A former senior partner at Clifford Chance, he is the vice chairman of EMEA Banking at Citigroup. He is a King's Counsel and the former chairman of Chatham House.

==Early life==
Stuart Godfrey Popham was born in July 1954. He was educated at Reed's School, leaving in 1972. Subsequently, he received a law degree from the Southampton Law School at the University of Southampton, graduating in 1975.

==Career==
Popham joined the law firm Clifford Chance in 1976. He was a partner from 1984 to 2003, and a senior partner from 2003 to 2011. He became a Queen's Counsel in 2011. He has served as the vice chairman of EMEA Banking at Citigroup since 1 July 2012.
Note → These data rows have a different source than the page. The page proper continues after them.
PR #1297, opened 2026-07-24
feat(kdf-change): port to sdk

quexten:
https://github.com/bitwarden/clients/pull/22032
https://bitwarden.atlassian.net/browse/PM-40984

Moves KDF-Change fully to the SDK, including API calls and state management.

Added TS tests to test the public API contract of the SDK.


theMickster (approved):
Approving `CODEOWNERS` change on-behalf of tech-leads.

crates/bitwarden-uniffi/src/crypto.rs
```diff
@@ -101,7 +101,9 @@ impl CryptoClient {
     /// Create the data necessary to update the user's kdf settings. The user's encryption key is
     /// re-encrypted for the password under the new kdf settings. This returns the new encrypted
     /// user key and the new password hash but does not update sdk state.
+    /// Note: This is deprecated. Please use the user-crypto-management client instead.
```
djsmith85, line 104: ❓ Looking at the current usage across all BW repos: https://github.com/search?q=org%3Abitwarden%20make_update_kdf&type=code, are you planning on removing this directly after `clients` has been migrated to use the user-crypto-management ?

djsmith85 (approved):

mzieniukbw (approved):

crates/bitwarden-uniffi/src/crypto.rs
quexten: We need to wait for mobile to migrate too. https://github.com/bitwarden/ios/blob/0866dc918b57f0fe818c6f2f27570ffc8bb97d52/BitwardenShared/Core/Auth/Services/ChangeKdfService.swift#L106. KM does not generally port mobile features, and it is up to mobile to move off of the deprecated function.

PR #1303, opened 2026-07-28
Tools/pm 39238/complete file send lifecycle

adudek-bw:
## 🎟️ Tracking

https://bitwarden.atlassian.net/browse/PM-39238

## 📔 Objective

Completes the file-send lifecycle for the Rust CLI bw send, which PR #1176 (PM-34719) stubbed out with "not yet implemented" errors.

## 🚨 Breaking Changes

Changes to the WASM/UniFFI binding surface, safe today (no live consumers — the clients repo routes file-send creation to the legacy service and does not call these):
- SendClient::create_file_send gains a file_buffer: Vec<u8> parameter; CreateFileSendResponse gains encrypted_file_buffer: Vec<u8>.
- SendClient::upload_send_file gains file_upload_type and upload_url parameters.

The cross-repo TypeScript compatibility check will confirm no client breakage.


crates/bitwarden-core/src/auth/jwt_token.rs
```diff
@@ -82,7 +85,42 @@ mod tests {
         assert_eq!(token.sub, "e25d37f3-b603-40de-84ba-af96012f5a42");
         assert_eq!(token.email.as_deref(), Some("test@bitwarden.com"));
         assert_eq!(token.organization.as_deref(), None);
+        // This fixture carries `"premium":false` in its payload.
```
dani-garcia: This comment doesn't seem useful, we should just remove it.

crates/bw/src/tools/send.rs
```diff
@@ -622,6 +628,13 @@ fn build_edit_request(
         (None, Some(f)) => SendViewType::File(f),
         // Sends should always carry exactly one of text/file; the API can in theory return
         // both. The legacy CLI prefers text in that case, which is what we do here.
+        //
+        // PM-39238 disambiguation finding (item #4): there is NO deviation from legacy to fix
+        // here. `get` returns the full [`SendView`] (both `text` and `file` fields preserved), so
+        // a caller reading a mixed-shape response loses nothing. `create` is built from the typed
+        // [`SendViewType`] enum and so is unambiguous by construction. The only place a "prefer
+        // text" choice is forced is `edit`, where a single variant must be reconstructed from the
+        // existing row — and that choice matches the legacy CLI (`SendView.text ?? SendView.file`).
```
dani-garcia: This comment is a bit confusing. It just seems to restate what the above comment says (`Sends should always carry exactly one of text/file; the API can in theory return both. The legacy CLI prefers text in that case, which is what we do here.`). We can probably just remove it.

dani-garcia (dismissed):
Looks pretty good, but some of the comments are pretty wordy and unneeded. It would be good to trim them down.

crates/bw/src/tools/send.rs
```diff
@@ -0,0 +1,1599 @@
...
+/// 3. The ciphertext is uploaded via `upload_send_file`, which dispatches to the Direct or Azure
+///    backend based on the `file_upload_type` from step 2.
+async fn run_create_file(
+    client: &PasswordManagerClient,
+    request: SendAddRequest,
+    path: &str,
+) -> color_eyre::eyre::Result<bitwarden_send::SendView> {
+    // Read the plaintext before creating the send so a read failure aborts before we register a
+    // send that would then have no content.
+    let bytes = std::fs::read(path).wrap_err_with(|| format!("Could not read file {path}"))?;
```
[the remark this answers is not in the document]
adudek-bw: @AikidoSec ignore: local CLI argument, not a trust-boundary crossing — the operating user already has filesystem access to any path they pass here.

harr1424 (dismissed):
This looks good, I agree on the above regarding some of these comments, though.

crates/bw/src/tools/send.rs
```diff
@@ -715,6 +732,73 @@ async fn run_create(
...
```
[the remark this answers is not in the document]
adudek-bw: @AikidoSec ignore: local CLI argument, not a trust-boundary crossing — the operating user already has filesystem access to any path they pass here.

crates/bw/src/tools/send.rs
```diff
@@ -293,7 +294,7 @@ impl BwCommand for SendArgs {
             // emitting JSON to stdout while the requested file path goes uncreated would
             // be a worse UX than an explicit "not implemented" error.
             Some(SendCommands::Get(args)) if args.output_path.is_some() => Err(eyre!(
-                "`--output` on `bw send get` is not yet implemented (tracked under PM-39238)."
+                "`--output` on `bw send get` is not yet implemented (tracked under PM-34718)."
```
harr1424: ❓ Will this output show in our production release? If so, does it make sense to reference an internal Jira ticket in the output itself?

crates/bw/src/tools/send.rs
harr1424: ❓ Will this output show in our production release? If so, does it make sense to reference an internal Jira ticket in the output itself?

harr1424: ❓ Will this output show in our production release? If so, does it make sense to reference an internal Jira ticket in the output itself?

harr1424 (commented):
The comments seem much more focused now! I found some error output which production users might find strange; should we consider referencing the internal Jira tickets using code comments as opposed to command output?

crates/bw/src/tools/send.rs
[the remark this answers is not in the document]
withinfocus: @adudek-bw yes, the user has access to the filesystem, but if the path contains "../../../" for example it could still write where they're not expecting it to be. This should still be fixed.

dani-garcia (dismissed):

harr1424 (approved):

dani-garcia (approved):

Popham serves as the chairman of Chatham House. He also serves on the advisory council of TheCityUK. He was chairman of the board of trustees of the Royal National Lifeboat Institution until July 2022. He is also an independent governor of Birkbeck, University of London. He was awarded an honorary doctorate from the University of South Wales in 2013. With his wife, he is a donor to the Barbican Centre.

In February 2015, Popham argued that Brexit would make London less attractive to the financial services.

==Personal life==
Popham resides in Chichester with his wife, Carolyn, and three children. He is a yachtsman.